Mendatangi orang tua Hulliyah tanpa pemberitahuan. Tidak ada persiapan ataupun penyambutan. Mereka bertamu dengan niat baik diperuntukkan untuk kejutan, sebab beberapa hari lagi Haqi berulang tahun.
Sebagai anak pertama dari dua orang bersaudara yang dilangkahi menikah oleh adik perempuannya, Haqi pun menjadi teristimewa di mata keluarganya.
Orangtua Haqi teramat menyayanginya, menjaganya, tidak ada satu keinginan Haqi yang tidak mereka kabulkan.
Siang hari di tengah perkebunan teh itu, orangtua Haqi mencari rumah yang ditunjuk salah satu warga.
Setelah memberi salam, mereka disambut dengan penuh tanya.
"Maaf mau cari siapa ya?" tanya ibu Hulliyah.
"Apa benar ini rumah Hulliyah Sypa?" kata ibunya Haqi.
Sang ibu dari Hulliyah menatap orang tua Haqi penuh selidik.
"Benar, saya ibunya."
"Oh besan ... saya Salamah, ibunya Haqi. Ini suami saya Pak Darmono."
Ibunya Hulliyah terkesiap dan langsung mempersilahkan besannya itu masuk ke dalam rumah.
Kini mereka tengah duduk di lantai beralaskan tikar sederhana, tidak ada jamuan istimewa hanya air teh hangat yang tersaji di depan mereka.
"Maaf, Pak ... Bu, kami tidak menyambut dengan baik. Ayahnya Hulliyah masih di kebun, mungkin sebentar lagi pulang."
Belum ada obrolan yang serius diantara mereka karena memang sang ayah belum berada ditengah-tengah mereka.
Ibu Hulliyah dan orangtua Haqi mengobrol semakin akrab, mengenai hal-hal terkecil dari anak-anak mereka. Obrolan itu terhenti ketika sang ayah datang.
Ayah Hulliyah masuk ke dalam rumah dengan sedikit keheranan.
"Ayah ... ini loh besan kita, orangtuanya Nak Haqi."
Ibu Hulliyah menggandeng suaminya dan menariknya untuk duduk bergabung.
Orangtua Haqi tersenyum ramah, tetapi tidak dengan ayah Hulliyah.
Ayah Hulliyah menatap sinis kearah besannya itu terkesan meremehkan.
Ayah Hulliyah berdiri kembali dengan angkuhnya seraya berkata, "sudah habis kesabaran saya, kenapa Anda baru muncul sekarang.
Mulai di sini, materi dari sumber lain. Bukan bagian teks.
PR #582, opened 2024-10-08
Update GPU/production run docs

### LINKED ISSUE #553: Document `parameters.descriptor.use_atomic_density_energy_formula`
This setting can be used to speed up calculations with the TEM, but is not documented.

RandomDefaultUser:
Will close #553 .

### DIFF
--- a/docs/source/advanced_usage/predictions.rst
+++ b/docs/source/advanced_usage/predictions.rst
@@ -42,8 +42,8 @@ Likewise, you can adjust the inference temperature via
 
 .. _production_gpu:
 
-Predictions on GPU
-*******************
+Predictions on multiple GPUs
+****************************
 
 MALA predictions can be run entirely on a GPU. For the NN part of the workflow,
 this seems like a trivial statement, but the GPU acceleration extends to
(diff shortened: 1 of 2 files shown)


elcorto:
The text looks good, thanks. 

I have noticed that this (and probably other) settings in `Parameter` subclasses don't show up in the Sphinx API docs if they are not added as a property with a doc string (such as the new [`validation_metrics`](https://github.com/mala-project/mala/blob/develop/mala/common/parameters.py#L747). 

If this is correct and you think this is useful, then I can also add this -- the PR has "Maintainers are allowed to edit this pull request." set but I'm not sure whether I have the rights to push to your fork's branch. If not then you'd need to push this branch to mala proper first.

elcorto (commented):
The text looks good, thanks. 

I have noticed that this (and probably other) settings in `Parameter` subclasses don't show up in the Sphinx API docs if they are not added as a property with a doc string (such as the new [`validation_metrics`](https://github.com/mala-project/mala/blob/develop/mala/common/parameters.py#L747). 

If this is correct and you think this is useful, then I can also add this -- the PR has "Maintainers are allowed to edit this pull request." set but I'm not sure whether I have the rights to push to your fork's branch. If not then you'd need to push this branch to mala proper first.

RandomDefaultUser:
I added a docstring for this option, and opened this issue #587 because your comment made me realize there may be more than one docstring missing. 
I also opened #586 because I realized it should probably be moved to a different place altogether. This does not affect this PR specifically, but should be noted. 

Let me know if the PR is OK as is with these changes.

Setelah anak saya menjadi bahan gosip orang sekampung. Jujur saya katakan, saya tidak menyukai Haqi. Percuma Anda berdua kemari, sebaiknya suruh Haqi mentalak anak saya secepatnya!"
Ayah Hulliyah berlalu masuk ke dalam kamar tanpa memperdulikan istrinya dan juga orangtua Haqi yang terkejut dengan ucapannya.
__ADS_1
"Pak ... Bu, maafkan suami saya. Ini ...."
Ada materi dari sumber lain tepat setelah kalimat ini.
Issue #576, opened 2024-09-03
LDOS default units inconsitency


timcallow:
In mala's `DataConverter` class, in which the LDOS is processed from QE outputs, the default `target_units=None` in the `add_snapshot` function. This means that MALA performs **no** unit conversion by default on the QE outputs, which are in atomic units. 

On the other hand, the default units in MALA are eV and Angstrom. For example, in the `read_from_numpy_file` function of of the `LDOS` class, the default units `units="1/(eV*A^3)"`.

Belum sempat ibunya Hulliyah menyelesaikan perkataannya, Pak Darmono menarik tangan istrinya untuk meninggalkan rumah itu.
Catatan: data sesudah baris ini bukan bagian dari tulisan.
Issue #592, opened 2024-10-23
Add coverage to tests


timcallow:
I suggest to add coverage to the tests. At the moment, if someone adds a new feature, the onus is on them to remember to add tests to check that it's working. Also it gives more confidence when making changes if you can see the test-suite is really covering the full range of functionality.

We could set it up so that if the coverage drops below a certain threshold, then the tests fail. This is how I set it up in atoMEC.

Ibunya Hulliyah mengejar orangtua Haqi sampai keluar rumah, merasa tidak enak dengan kondisi yang ditimbulkan oleh suaminya.
"Pak ... Bu, tolong jangan begini! Mari kita selesaikan ini dengan baik-baik." kata Ibunya Hulliyah.
Pak Darmono menghentikan langkahnya kemudian berkata, "belum pernah saya dipermalukan seperti ini, jika kalian ingin hubungan ini tidak akan berlanjut maka saya pun tidak akan melanjutkan. Saya pastikan anak saya akan memutuskan hubungannya dengan anak Anda. Permisi, assalamualaikum."
Ibunya Hulliyah terpaku melihat kepergian besannya, betapa hal ini diluar keinginannya. Kini yang ada dalam benak sang ibu ialah Hulliyah, anaknya itu akan menjadi korban dari keegoisan ayahnya sendiri.
Detik itu juga sang ibu menghambur ke dalam rumah, meraup segala kemarahan dalam dada. Berjalan menghampiri sang suami yang menyambutnya di ruang tamu.
"Ayah ...."
Sang ayah dengan santainya menyalakan televisi tanpa melihat ke arah istrinya.
"Mau sampai kapan Ayah begini, kasihan Lia. Lia sudah menunggu hal ini sejak lama, kemudian Ayah hancurkan begitu saja. Dimana pikiran Ayah?"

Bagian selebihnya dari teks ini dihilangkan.